PR #1180, opened 2019-09-23
163385823 foreign postal code

rckopteri:
# Added
* Added support for foreign postal codes (was char 5 is now varchar 10)

### DIFF
--- a/database/src/main/resources/db/migration/V1_169__change_address_post_code.sql
+++ b/database/src/main/resources/db/migration/V1_169__change_address_post_code.sql
@@ -1,6 +1,8 @@
 ALTER TYPE address
     ADD ATTRIBUTE "foreign_postal_code" VARCHAR(10);
 
+-- Create backup for "transport-service" table
+CREATE TABLE "transport-service_backup" AS TABLE "transport-service";
 
 CREATE OR REPLACE FUNCTION convert_transport_service_address_postalcodes()
 RETURNS VOID AS $$
@@ -13,12 +15,22 @@ BEGIN
               WHERE service.id = ts.id);
 
     -- update rental pick up addressess
-    UPDATE "transport-service" "t-service"
-       SET (rentals."pick-up-locations") =
-            (SELECT array_agg(locs.*)
-               FROM "transport-service" service,
-                    LATERAL UNNEST((service.rentals)."pick-up-locations") locs
-              WHERE service.id = "t-service".id);
+    UPDATE "transport-service" as ts
+    SET (rentals."pick-up-locations") =
+            (SELECT array_agg(ROW(pa."pick-up-name",
+                                  pa."pick-up-type",
+                                  pa."service-hours",
+                                  pa."service-exceptions",
+                                  ((pa."pick-up-address").street,
+                                   (pa."pick-up-address").postal_code,
+                                   (pa."pick-up-address").post_office,
+                                   (pa."pick-up-address").postal_code
+                                  )::address,
+                                  pa."service-hours-info")::pick_up_location)
+             FROM "transport-service" service
+                      join lateral unnest((service.rentals)."pick-up-locations") pa on true
+    WHERE service.type = 'rentals' AND ts.id = service.id
+                         GROUP BY service.id);
 END;
 $$ LANGUAGE plpgsql;
 
--- a/database/src/main/resources/db/migration/V1_169__change_address_post_code.sql
+++ b/database/src/main/resources/db/migration/V1_169__change_address_post_code.sql
@@ -27,10 +27,11 @@ BEGIN
                                    (pa."pick-up-address").postal_code
                                   )::address,
                                   pa."service-hours-info")::pick_up_location)
-             FROM "transport-service" service
-                      join lateral unnest((service.rentals)."pick-up-locations") pa on true
-    WHERE service.type = 'rentals' AND ts.id = service.id
-                         GROUP BY service.id);
+               FROM "transport-service" service,
+                    lateral unnest((service.rentals)."pick-up-locations") pa
+              WHERE service.type = 'rentals'
+                AND ts.id = service.id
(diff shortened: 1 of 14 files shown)


database/src/main/resources/db/migration/V1_169__change_address_post_code.sql
```diff
@@ -0,0 +1,65 @@
+ALTER TYPE address
+    ADD ATTRIBUTE "foreign_postal_code" VARCHAR(10);
+
+-- Create backup for "transport-service" table
+CREATE TABLE "transport-service_backup" AS TABLE "transport-service";
```
philosotractor: Was this table intended to be saved or should it be dropped in the PR?

database/src/main/resources/db/migration/V1_169__change_address_post_code.sql
```diff
@@ -0,0 +1,65 @@
...
+
+CREATE OR REPLACE FUNCTION convert_transport_service_address_postalcodes()
```
philosotractor: Here a sql function is created and stored to db scema.
Is that needed only once ever? If so, instead of creating and storing a function coudn't the same code be  run here using a `DO` block? Example in e.g. file `/mmtis-national-access-point/database/src/main/resources/db/migration/V1_135__detected_route_change_table.sql`

philosotractor: Alternatively, if `DO`is not used should the function be dropped in the end of the migration script?

database/src/main/resources/db/migration/V1_169__change_address_post_code.sql
```diff
@@ -0,0 +1,65 @@
...
+                    lateral unnest((service.rentals)."pick-up-locations") pa
+              WHERE service.type = 'rentals'
+                AND ts.id = service.id
+              GROUP BY service.id);
+END;
+$$ LANGUAGE plpgsql;
+
+SELECT convert_transport_service_address_postalcodes();
+
+CREATE OR REPLACE FUNCTION convert_transport_operator_address_postalcodes()
```
philosotractor: Same comment as for previous function :)

database/src/main/resources/db/migration/V1_169__change_address_post_code.sql
```diff
@@ -0,0 +1,65 @@
...
+              FROM "transport-operator" top
+            WHERE top.id = "t-operator".id);
+
+END;
+$$ LANGUAGE plpgsql;
+
+SELECT convert_transport_operator_address_postalcodes();
+
+ALTER TYPE address
+    DROP ATTRIBUTE "postal_code";
```
philosotractor: Doesn't dropping composite type's attributes cause trouble when there's already data in db created using that template?
E.g. in this file `rentals."pick-up-locations"` migration puts postal_code in the middle and foreign_postal_code in the end. Won't dropping postal_code lead to data in the db array not matching to the type anymore?

ote/src/cljc/ote/util/transport_operator_util.cljc
```diff
@@ -9,4 +9,9 @@
         filename (string/lower-case (str
                                       (string/replace operator-name " " "_")
                                       "_gtfs.zip"))]
-    filename))
\ No newline at end of file
+    filename))
+
+(def every-postal-code-regex #"(?i)^[a-z0-9][a-z0-9\- ]{0,9}$")
```
philosotractor: "_Sallitaan syötteeksi jatkossa numeroiden lisäksi esim. kirjaimia ja ainakin merkki "-". Minimimerkkimäärä 1 ja maksimimerkkimääräksi esim 16._"
1) regex  allows: 1-10 chars. Just making sure, is 10 intentional or should it be 16?
2) regex allows strings like `a---------`. 
Without exact rules that's as good as any, but would following suit better? 
```suggestion
(def every-postal-code-regex #"(?i)^(?=.{1,10}$)[a-z0-9]+-?[a-z0-9]+$")
```
Allows total string length of 1-10 for a string consisting of: 
one or more a-z0-9
zero or one dash
one or moreaz0-9

database/src/main/resources/db/migration/V1_169__change_address_post_code.sql
rckopteri: This is for backup purposes. I'm a bit afraid to update all address data.

database/src/main/resources/db/migration/V1_169__change_address_post_code.sql
rckopteri: I'll drop function afterwards

database/src/main/resources/db/migration/V1_169__change_address_post_code.sql
rckopteri: Dropping column from composite type seems to be ok. It works fine. Though I needed to update our test data sql files.

ote/src/cljc/ote/util/transport_operator_util.cljc
rckopteri: Does this allow empty spaces? NNN NNN ?

rckopteri: It didn't but I fixed it.

ote/src/cljc/ote/util/transport_operator_util.cljc
```diff
@@ -11,7 +11,7 @@
                                       "_gtfs.zip"))]
     filename))
 
-(def every-postal-code-regex #"(?i)^[a-z0-9][a-z0-9\- ]{0,9}$")
+(def every-postal-code-regex #"(?i)^(?=.{1,10}$)[a-z0-9][a-z0-9\- ]*[a-zA-Z0-9_]$")
```
philosotractor: Great! Just remove the extra _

• _EXERCISE PROMPT_
Take each line above that contains "needed" and copy it out.

• _TASK SOLUTION_
Is that needed only once ever? If so, instead of creating and storing a function coudn't the same code be  run here using a `DO` block? Example in e.g. file `/mmtis-national-access-point/database/src/main/resources/db/migration/V1_135__detected_route_change_table.sql`
rckopteri: Dropping column from composite type seems to be ok. It works fine. Though I needed to update our test data sql files.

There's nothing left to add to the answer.